The homeland security bill was supposed to protect the United States from terrorism, but Republican Santas have turned it into a magic sleigh brimming with early Christmas gifts for favored special interests.
It’s a good thing outgoing Senate Majority Leader Tom Daschle (D-S.D.) and Sen. Joseph I. Lieberman (D-Conn.) are willing to play Scrooge and hold up the lame-duck congressional session to protest all the favors that Republican lawmakers smuggled into the bill. When they vote -- as they probably will today -- lawmakers should support their effort to strike out the most dangerous or transparently porkish provisions.

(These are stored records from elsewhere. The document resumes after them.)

PR #410, opened 2026-05-01
feat(mobile): settings full-screen sheet (#394)

### LINKED ISSUE #394: feat(mobile): #74.10 settings panel mobile layout

herox215:
## Summary

Replaces the cramped desktop SettingsModal on mobile with a new opaque full-screen sheet using master/detail navigation. Triggered from BOTH existing entry points: the topbar gear icon AND the burger sheet's Einstellungen row (#397's stub-toast is gone).

### Architecture
- New `MobileSettingsSheet.svelte` — full-screen, NO scrim per team-lead direction. X close button + Escape are the dismissal paths.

These include an amendment that would permit a Homeland Security Department to contract with companies that have incorporated offshore to avoid paying U.S. taxes. And, cramming in a present that sticks out like a singing telegram, Sen. Phil Gramm (R-Texas) would guarantee that taxpayers fork over money for a security research center based at Texas A&M; University.
It makes sense for the bill to encourage manufacturers to produce vaccines. As it now stands, however, its provisions increase protections for business but reduce them for the public. The bill contains a special provision that would benefit Eli Lilly and other manufacturers being sued in state courts for producing a vaccine preservative that allegedly injured children who received measles-mumps-rubella vaccinations. Daschle opposes this but unfortunately would leave untouched a shield protecting smallpox vaccine manufacturers and health-care facilities from liability for injuries that result from the vaccine. Its greatest fault is that it does not create any new mechanism of compensation for potential victims.
Most troubling is the bill’s contempt for the public’s right to open government, as reflected in its restrictions on the Freedom of Information Act and in its proposal to exempt the proposed department’s advisory committees from the open-meetings requirements of the Federal Advisory Committee Act. Some meetings of an anti-terrorist agency would need a special measure of secrecy, but the bill is far too sweeping.
GOP members may have miscalculated that Democrats, who saw their party suffer midterm electoral hits for stalling homeland security legislation over an issue of union rights, would tiptoe away from Republicans’ amendments. Instead, the Democrats are showing some political spine.
We encourage Republican swing voters in the Senate, including John McCain (Ariz.) and Lincoln Chafee (R.I.), to do the same. They need to close their eyes, remember the scenes from September 2001 that made all this important in the first place and vote to dump their colleagues’ spurious amendments. Homeland security should produce a good bill, not a bunch of goodies.